## The problem
From the records below, return every line containing the word "used".

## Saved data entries
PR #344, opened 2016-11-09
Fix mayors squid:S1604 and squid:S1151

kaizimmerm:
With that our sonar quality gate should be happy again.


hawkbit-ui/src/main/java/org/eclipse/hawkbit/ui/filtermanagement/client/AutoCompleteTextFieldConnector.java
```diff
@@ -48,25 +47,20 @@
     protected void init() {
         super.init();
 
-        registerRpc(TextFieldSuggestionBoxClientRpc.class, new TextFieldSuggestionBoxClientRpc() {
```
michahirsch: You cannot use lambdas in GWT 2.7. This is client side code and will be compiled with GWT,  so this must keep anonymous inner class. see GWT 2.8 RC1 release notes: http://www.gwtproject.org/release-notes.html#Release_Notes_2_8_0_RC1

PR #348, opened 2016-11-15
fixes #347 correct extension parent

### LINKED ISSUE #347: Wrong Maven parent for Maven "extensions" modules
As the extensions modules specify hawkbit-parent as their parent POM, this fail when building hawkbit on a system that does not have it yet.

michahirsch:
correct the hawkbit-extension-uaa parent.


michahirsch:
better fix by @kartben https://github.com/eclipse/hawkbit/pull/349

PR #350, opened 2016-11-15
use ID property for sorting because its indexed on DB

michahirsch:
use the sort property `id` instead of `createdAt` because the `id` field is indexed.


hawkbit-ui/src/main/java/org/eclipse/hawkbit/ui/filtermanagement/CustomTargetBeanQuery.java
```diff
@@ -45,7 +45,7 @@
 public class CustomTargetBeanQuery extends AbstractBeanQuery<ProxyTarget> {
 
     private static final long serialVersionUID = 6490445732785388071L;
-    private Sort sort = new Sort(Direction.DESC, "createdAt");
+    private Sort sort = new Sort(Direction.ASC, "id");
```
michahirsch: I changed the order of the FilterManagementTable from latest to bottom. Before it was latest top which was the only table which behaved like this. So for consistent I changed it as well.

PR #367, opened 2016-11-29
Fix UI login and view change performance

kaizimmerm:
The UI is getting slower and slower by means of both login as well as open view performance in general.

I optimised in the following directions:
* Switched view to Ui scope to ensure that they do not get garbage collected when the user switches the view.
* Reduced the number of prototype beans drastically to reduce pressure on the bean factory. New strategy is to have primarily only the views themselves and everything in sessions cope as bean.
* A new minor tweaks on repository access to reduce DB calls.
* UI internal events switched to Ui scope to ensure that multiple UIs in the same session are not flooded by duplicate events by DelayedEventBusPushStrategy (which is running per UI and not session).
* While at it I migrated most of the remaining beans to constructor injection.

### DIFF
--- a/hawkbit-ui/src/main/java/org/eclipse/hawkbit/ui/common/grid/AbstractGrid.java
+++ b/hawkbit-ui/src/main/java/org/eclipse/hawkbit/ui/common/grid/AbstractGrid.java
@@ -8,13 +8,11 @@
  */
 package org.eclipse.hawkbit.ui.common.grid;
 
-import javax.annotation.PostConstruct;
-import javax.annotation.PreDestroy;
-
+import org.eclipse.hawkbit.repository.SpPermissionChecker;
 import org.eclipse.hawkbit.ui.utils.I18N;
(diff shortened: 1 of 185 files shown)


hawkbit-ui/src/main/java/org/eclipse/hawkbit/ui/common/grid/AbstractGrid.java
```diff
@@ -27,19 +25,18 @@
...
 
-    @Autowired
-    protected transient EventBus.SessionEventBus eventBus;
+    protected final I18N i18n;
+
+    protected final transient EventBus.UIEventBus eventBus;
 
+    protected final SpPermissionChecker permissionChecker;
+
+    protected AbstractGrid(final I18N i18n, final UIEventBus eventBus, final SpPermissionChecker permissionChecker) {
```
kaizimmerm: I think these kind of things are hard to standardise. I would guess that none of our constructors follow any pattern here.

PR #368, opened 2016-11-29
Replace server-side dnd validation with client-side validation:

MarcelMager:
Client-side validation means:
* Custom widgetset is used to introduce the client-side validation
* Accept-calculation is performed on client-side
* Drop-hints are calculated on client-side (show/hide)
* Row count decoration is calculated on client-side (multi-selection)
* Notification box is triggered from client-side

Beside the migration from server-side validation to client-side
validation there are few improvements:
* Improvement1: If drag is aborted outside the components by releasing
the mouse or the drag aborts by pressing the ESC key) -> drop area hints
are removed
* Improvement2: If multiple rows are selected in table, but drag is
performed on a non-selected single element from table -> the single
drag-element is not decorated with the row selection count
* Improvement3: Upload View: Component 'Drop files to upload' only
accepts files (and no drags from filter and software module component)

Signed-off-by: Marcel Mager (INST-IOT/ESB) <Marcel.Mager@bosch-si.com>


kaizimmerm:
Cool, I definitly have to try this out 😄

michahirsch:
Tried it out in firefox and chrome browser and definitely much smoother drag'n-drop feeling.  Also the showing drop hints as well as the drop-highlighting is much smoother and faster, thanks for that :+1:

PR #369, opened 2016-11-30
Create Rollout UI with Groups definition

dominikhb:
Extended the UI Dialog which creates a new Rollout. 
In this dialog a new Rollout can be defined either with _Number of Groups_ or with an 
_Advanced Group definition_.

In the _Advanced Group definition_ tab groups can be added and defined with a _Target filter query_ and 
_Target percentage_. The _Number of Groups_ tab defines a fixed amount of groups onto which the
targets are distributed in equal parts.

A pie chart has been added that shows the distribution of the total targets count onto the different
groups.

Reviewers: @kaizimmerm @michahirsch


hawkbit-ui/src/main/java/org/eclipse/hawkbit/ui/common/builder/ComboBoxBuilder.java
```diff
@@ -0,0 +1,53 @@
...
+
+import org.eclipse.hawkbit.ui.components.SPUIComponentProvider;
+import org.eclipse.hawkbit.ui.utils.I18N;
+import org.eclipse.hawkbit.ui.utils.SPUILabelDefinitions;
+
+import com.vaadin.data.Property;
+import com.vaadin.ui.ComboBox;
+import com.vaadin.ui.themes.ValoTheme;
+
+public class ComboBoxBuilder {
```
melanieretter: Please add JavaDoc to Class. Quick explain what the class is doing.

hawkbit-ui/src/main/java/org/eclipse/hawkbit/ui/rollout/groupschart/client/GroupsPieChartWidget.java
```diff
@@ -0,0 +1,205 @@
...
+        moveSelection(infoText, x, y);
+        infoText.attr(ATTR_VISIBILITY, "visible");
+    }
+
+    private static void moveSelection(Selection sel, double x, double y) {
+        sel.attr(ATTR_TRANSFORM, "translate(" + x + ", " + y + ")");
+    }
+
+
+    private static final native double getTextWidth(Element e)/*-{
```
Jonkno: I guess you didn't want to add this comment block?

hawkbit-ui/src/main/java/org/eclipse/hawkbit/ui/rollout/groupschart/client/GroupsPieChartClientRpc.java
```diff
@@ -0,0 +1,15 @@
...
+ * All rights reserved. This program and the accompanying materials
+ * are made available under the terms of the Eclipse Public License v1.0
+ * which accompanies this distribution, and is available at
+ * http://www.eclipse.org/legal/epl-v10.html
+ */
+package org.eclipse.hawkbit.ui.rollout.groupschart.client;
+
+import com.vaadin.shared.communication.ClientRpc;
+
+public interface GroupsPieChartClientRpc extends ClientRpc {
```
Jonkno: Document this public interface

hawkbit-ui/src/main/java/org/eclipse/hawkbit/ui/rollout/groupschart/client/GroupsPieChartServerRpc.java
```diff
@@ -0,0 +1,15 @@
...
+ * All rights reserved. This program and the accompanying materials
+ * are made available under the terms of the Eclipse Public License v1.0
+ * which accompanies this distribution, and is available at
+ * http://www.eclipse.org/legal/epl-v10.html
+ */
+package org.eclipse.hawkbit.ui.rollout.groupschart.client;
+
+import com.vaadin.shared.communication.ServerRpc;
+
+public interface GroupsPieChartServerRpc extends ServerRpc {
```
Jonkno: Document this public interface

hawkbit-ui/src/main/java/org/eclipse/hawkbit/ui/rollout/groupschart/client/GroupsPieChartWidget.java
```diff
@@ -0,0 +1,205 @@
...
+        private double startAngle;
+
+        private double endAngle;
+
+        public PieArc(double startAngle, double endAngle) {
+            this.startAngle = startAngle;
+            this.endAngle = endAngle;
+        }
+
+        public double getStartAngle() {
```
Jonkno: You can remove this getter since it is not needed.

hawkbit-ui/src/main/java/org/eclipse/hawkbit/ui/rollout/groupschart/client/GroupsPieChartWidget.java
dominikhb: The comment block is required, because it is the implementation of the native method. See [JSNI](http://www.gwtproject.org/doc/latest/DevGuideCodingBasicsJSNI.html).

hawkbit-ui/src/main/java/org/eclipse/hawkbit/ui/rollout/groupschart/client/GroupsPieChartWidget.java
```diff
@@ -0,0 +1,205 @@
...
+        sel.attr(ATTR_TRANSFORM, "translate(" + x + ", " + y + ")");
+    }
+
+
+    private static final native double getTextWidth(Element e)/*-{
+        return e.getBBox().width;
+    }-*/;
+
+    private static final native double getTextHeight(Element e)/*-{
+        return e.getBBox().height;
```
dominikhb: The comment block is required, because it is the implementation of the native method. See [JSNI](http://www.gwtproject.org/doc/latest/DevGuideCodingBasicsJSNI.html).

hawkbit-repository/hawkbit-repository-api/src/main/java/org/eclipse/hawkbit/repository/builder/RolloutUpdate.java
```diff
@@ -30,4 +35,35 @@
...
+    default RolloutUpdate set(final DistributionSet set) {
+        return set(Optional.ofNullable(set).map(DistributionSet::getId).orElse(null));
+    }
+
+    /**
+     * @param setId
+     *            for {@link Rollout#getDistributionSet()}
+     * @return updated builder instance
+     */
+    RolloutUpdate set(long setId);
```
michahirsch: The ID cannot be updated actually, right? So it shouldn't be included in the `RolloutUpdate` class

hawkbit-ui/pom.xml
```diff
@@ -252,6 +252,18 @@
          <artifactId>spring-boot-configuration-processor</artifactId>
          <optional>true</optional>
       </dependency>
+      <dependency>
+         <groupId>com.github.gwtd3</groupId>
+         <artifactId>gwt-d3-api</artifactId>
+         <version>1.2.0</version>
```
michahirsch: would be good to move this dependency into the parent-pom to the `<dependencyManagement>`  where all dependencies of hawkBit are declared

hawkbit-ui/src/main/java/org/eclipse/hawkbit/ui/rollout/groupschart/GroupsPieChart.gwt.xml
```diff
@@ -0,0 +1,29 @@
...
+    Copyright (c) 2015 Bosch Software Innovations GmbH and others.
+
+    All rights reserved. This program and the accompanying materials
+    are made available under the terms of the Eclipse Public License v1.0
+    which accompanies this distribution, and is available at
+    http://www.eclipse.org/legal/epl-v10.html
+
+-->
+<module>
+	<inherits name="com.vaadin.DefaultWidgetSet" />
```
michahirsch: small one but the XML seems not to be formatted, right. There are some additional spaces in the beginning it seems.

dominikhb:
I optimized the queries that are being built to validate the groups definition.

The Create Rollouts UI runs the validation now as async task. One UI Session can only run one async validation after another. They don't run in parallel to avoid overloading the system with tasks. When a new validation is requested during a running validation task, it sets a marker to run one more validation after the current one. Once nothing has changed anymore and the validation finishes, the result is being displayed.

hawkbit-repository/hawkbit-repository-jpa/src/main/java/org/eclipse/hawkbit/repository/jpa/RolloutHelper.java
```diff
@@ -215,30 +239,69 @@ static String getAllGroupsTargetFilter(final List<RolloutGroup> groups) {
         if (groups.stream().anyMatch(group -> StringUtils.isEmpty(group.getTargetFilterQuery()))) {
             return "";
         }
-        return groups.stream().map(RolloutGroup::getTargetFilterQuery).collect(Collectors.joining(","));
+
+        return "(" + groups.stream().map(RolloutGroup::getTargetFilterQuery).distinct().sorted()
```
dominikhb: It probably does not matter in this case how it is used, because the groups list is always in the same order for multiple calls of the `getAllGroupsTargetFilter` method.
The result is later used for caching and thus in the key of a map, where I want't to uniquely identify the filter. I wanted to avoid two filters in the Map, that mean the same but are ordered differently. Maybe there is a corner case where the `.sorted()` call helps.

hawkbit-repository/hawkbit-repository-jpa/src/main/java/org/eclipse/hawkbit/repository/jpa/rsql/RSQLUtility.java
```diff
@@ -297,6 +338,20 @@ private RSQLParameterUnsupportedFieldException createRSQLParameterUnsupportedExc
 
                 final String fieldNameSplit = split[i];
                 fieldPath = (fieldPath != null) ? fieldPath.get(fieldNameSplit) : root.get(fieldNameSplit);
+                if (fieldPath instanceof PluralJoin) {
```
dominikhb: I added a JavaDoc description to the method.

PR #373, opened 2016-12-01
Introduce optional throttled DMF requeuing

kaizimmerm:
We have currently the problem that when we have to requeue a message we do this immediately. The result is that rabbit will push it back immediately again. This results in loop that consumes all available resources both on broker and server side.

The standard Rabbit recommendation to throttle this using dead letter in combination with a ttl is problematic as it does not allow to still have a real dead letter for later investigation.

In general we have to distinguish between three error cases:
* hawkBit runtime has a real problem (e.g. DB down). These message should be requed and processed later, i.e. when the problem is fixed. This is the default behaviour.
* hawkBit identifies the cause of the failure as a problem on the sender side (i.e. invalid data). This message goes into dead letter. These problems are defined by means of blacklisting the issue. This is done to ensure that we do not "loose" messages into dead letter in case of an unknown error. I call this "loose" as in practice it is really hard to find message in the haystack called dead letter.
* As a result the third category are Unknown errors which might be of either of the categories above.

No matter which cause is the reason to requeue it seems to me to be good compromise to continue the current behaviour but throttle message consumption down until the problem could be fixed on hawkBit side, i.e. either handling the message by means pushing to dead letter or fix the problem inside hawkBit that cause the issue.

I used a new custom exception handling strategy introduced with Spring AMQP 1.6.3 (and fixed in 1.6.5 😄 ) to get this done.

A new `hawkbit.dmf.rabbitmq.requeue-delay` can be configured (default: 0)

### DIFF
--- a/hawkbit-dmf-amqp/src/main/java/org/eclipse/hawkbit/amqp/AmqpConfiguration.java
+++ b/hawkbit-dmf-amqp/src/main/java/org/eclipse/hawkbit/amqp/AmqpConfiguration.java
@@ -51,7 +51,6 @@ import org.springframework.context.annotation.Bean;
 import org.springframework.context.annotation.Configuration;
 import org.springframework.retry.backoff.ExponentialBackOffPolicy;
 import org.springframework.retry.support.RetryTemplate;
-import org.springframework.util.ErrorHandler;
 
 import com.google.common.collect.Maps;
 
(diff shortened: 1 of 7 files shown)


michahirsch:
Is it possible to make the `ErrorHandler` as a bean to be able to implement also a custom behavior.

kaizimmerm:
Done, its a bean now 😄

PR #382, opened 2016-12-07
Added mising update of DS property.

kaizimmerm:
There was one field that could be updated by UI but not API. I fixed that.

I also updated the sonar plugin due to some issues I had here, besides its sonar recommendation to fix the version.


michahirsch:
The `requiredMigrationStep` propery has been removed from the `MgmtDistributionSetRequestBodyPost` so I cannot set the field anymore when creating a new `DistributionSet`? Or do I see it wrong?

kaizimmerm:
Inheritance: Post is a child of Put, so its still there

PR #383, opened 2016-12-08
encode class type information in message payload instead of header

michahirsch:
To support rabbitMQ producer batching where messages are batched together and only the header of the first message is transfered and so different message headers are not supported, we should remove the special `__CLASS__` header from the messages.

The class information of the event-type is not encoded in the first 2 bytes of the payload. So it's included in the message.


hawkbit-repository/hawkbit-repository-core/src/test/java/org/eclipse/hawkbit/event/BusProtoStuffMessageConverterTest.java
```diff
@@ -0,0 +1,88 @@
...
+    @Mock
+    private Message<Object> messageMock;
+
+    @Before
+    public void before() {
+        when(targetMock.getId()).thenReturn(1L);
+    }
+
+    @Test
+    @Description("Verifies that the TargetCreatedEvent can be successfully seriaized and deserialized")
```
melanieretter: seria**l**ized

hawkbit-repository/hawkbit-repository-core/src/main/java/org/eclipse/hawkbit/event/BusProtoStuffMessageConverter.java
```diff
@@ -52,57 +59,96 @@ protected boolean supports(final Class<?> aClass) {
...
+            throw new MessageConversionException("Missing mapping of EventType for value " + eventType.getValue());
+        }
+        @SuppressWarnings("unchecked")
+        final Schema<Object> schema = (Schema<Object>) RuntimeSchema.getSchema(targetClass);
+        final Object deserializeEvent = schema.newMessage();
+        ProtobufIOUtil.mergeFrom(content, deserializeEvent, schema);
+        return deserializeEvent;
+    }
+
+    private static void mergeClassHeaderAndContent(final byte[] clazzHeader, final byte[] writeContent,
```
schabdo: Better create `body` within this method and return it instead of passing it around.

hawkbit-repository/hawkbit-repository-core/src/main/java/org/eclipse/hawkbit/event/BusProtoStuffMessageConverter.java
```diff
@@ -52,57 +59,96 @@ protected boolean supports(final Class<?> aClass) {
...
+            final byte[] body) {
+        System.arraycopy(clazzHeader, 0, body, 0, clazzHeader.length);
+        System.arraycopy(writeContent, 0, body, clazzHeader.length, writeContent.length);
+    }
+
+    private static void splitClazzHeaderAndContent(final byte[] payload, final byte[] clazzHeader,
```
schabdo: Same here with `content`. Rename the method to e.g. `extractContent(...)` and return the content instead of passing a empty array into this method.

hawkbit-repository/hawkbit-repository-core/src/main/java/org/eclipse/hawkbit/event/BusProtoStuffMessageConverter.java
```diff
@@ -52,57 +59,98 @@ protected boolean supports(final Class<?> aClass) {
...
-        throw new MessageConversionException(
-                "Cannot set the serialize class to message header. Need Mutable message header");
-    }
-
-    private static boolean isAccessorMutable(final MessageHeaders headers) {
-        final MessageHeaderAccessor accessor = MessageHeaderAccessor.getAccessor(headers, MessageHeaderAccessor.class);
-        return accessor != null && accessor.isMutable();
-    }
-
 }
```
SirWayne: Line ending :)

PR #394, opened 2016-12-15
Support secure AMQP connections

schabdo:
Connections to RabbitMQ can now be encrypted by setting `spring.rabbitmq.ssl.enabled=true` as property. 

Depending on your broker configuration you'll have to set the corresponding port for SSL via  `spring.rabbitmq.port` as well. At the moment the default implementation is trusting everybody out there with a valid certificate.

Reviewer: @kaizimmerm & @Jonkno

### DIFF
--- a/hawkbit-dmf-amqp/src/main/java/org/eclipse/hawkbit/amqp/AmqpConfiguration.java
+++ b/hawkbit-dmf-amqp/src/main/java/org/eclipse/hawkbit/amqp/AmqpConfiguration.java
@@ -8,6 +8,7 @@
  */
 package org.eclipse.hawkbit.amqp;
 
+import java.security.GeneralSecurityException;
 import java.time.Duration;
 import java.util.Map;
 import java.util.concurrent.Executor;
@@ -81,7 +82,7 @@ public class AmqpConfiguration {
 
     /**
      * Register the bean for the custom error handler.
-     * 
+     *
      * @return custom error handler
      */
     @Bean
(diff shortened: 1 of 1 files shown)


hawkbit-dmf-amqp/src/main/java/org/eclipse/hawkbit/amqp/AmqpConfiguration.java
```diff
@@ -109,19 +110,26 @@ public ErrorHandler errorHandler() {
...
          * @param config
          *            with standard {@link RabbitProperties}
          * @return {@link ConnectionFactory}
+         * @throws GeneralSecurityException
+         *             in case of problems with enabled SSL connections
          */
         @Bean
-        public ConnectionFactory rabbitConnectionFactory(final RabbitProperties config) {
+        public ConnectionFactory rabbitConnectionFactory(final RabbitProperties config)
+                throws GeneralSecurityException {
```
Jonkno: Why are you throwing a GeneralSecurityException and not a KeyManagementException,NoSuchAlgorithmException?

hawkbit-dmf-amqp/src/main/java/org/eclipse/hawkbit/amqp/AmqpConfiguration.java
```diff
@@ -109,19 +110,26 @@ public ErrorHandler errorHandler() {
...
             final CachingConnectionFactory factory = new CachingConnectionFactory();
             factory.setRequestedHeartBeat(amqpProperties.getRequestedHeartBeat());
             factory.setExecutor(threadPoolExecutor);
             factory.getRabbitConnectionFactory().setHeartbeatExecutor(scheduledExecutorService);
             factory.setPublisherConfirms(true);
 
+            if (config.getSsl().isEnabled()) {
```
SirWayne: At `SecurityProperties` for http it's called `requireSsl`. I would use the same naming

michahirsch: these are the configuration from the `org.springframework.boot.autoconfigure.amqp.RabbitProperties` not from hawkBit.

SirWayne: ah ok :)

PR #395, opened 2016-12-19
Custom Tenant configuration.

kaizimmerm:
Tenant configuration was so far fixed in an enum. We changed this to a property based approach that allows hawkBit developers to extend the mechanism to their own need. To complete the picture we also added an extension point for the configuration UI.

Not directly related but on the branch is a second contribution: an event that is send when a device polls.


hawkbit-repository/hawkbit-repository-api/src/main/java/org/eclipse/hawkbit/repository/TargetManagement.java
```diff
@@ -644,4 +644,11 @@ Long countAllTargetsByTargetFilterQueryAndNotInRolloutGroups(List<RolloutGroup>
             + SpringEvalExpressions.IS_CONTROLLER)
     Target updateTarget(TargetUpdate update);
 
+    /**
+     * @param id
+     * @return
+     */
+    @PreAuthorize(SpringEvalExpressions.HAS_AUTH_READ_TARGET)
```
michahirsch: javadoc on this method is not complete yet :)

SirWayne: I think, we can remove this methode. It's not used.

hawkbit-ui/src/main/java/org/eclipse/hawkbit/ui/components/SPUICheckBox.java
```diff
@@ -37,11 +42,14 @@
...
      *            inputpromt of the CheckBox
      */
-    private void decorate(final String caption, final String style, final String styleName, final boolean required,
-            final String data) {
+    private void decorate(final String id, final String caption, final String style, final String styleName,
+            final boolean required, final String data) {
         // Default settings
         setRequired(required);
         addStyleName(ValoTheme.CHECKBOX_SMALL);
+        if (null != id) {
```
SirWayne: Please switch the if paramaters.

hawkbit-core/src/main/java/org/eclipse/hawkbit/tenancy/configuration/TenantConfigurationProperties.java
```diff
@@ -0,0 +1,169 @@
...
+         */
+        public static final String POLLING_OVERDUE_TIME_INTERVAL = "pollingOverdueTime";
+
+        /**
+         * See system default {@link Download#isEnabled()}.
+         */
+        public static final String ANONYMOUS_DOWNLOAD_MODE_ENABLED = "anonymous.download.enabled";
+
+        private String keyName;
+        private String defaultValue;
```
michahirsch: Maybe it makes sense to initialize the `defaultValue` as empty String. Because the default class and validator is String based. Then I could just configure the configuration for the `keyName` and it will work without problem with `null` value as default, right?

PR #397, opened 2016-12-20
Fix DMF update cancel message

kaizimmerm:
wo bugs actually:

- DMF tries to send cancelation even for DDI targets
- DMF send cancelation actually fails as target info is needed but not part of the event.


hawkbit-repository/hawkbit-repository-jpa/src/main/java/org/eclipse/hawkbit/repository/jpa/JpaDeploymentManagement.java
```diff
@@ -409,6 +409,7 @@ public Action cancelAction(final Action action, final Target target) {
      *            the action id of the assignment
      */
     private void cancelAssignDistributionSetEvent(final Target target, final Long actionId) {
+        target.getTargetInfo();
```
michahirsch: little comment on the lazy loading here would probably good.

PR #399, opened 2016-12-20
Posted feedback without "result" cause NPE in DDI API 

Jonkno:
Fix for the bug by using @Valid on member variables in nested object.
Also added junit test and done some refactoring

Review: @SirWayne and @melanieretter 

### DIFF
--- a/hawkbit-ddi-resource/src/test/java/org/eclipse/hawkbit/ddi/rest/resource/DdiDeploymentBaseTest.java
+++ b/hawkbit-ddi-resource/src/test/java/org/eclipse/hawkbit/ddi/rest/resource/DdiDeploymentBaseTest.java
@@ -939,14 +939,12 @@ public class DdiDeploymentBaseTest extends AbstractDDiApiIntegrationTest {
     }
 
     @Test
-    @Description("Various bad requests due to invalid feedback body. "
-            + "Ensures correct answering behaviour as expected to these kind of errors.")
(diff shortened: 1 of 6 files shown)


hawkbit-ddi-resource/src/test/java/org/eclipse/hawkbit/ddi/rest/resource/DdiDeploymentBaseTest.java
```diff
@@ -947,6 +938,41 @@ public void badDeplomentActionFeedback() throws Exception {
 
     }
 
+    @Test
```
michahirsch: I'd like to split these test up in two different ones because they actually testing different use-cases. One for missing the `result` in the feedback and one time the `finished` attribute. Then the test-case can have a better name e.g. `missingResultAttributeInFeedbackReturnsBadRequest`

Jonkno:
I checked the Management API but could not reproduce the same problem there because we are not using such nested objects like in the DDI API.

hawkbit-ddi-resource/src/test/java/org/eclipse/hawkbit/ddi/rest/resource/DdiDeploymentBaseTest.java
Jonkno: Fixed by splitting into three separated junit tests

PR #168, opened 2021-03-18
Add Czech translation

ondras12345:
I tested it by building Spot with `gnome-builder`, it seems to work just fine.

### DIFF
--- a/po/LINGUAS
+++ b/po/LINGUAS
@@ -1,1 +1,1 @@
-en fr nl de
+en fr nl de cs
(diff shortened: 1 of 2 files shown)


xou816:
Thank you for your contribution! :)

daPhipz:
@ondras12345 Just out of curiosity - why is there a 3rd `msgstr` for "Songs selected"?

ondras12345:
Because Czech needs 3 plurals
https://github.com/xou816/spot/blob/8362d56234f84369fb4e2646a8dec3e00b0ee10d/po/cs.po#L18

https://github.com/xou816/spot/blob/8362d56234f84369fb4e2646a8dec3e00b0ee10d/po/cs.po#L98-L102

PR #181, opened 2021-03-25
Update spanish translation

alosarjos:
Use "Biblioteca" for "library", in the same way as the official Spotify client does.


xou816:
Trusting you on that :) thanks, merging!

## Finished task
* Custom widgetset is used to introduce the client-side validation
dominikhb: It probably does not matter in this case how it is used, because the groups list is always in the same order for multiple calls of the `getAllGroupsTargetFilter` method.
The result is later used for caching and thus in the key of a map, where I want't to uniquely identify the filter. I wanted to avoid two filters in the Map, that mean the same but are ordered differently. Maybe there is a corner case where the `.sorted()` call helps.
I used a new custom exception handling strategy introduced with Spring AMQP 1.6.3 (and fixed in 1.6.5 😄 ) to get this done.
SirWayne: I think, we can remove this methode. It's not used.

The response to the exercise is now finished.